PR #8447, opened 2024-11-11
Repaint fixes

kennylevinsen:
See individual commits.


emersion (approved):
Thanks!

Nefsen402:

TASK GOAL: Copy the data above. Keep each line exact.

FINAL ANSWER:
PR #8447, opened 2024-11-11
Repaint fixes

kennylevinsen:
See individual commits.


emersion (approved):
Thanks!

Nefsen402:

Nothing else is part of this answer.